DATA PROVIDED Block Start

PR #190, opened 2018-09-06
add e2e for the view all children link to show when the parent has mo…

heyitsmaimai:
…re than 3 children

### DIFF
--- a/cypress/integration/dashboard/children_spec.js
+++ b/cypress/integration/dashboard/children_spec.js
@@ -59,4 +59,17 @@ describe('Homepage children', () => {
       .should('have.attr', 'href', '/dashboard/children/u1')
       .invoke('text').should('eq', 'See all 3 badges');
   });
+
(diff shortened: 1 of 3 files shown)


cypress/integration/dashboard/children_spec.js
```diff
@@ -59,4 +59,17 @@ describe('Homepage children', () => {
       .should('have.attr', 'href', '/dashboard/children/u1')
       .invoke('text').should('eq', 'See all 3 badges');
   });
+
+  it('should show the view all children link if they have more than 3 children', () => {
```
Wardormeur: Add that it should not show for <3 children (parent1)

heyitsmaimai: on it!

heyitsmaimai: doine

PR #192, opened 2018-09-10
Dashboard/review my children

heyitsmaimai:


cypress/integration/dashboard/children_spec.js
```diff
@@ -1,6 +1,6 @@
 import homePage from '../../pages/home';
 
-describe('Homepage children', () => {
+describe'Homepage children', () => {
```
Wardormeur: running the test would have detected that ;)

heyitsmaimai: i did had an .only there and took it out after i ran it that's why, sorry will fix

PR #195, opened 2018-09-10
Dashboard/review news

heyitsmaimai:


src/dashboard/cd-dashboard-news.vue
```diff
@@ -164,14 +141,11 @@
       }
 
       &-title {
-        margin: 0;
-
-        &-link {
+        font-weight: bold;
```
Wardormeur: Wont' that look very... aggressive ? I mean, there is 6 news displayed next to another.
Could we get a screenshot ? :)

src/dashboard/cd-dashboard-news.vue
```diff
@@ -114,36 +112,15 @@
...
-        flex-direction: column;
-        margin: 0 16px 0 16px;
-        max-width: 30%;
+        max-width: 75px;
       }
 
       &-right{
         margin: 0 16px 0 16px;
-        max-width: 70%;
+        max-width: 425px;
```
Wardormeur: What happens when it's over 425 (ie responsive)?

src/dashboard/cd-dashboard-news.vue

DATA PROVIDED Block End

-- TASK DIRECTIONS --
The lines to return are those holding the string "link" anywhere in the listing above.

-- WRITTEN RESPONSE --
add e2e for the view all children link to show when the parent has mo…
+  it('should show the view all children link if they have more than 3 children', () => {
-        &-link {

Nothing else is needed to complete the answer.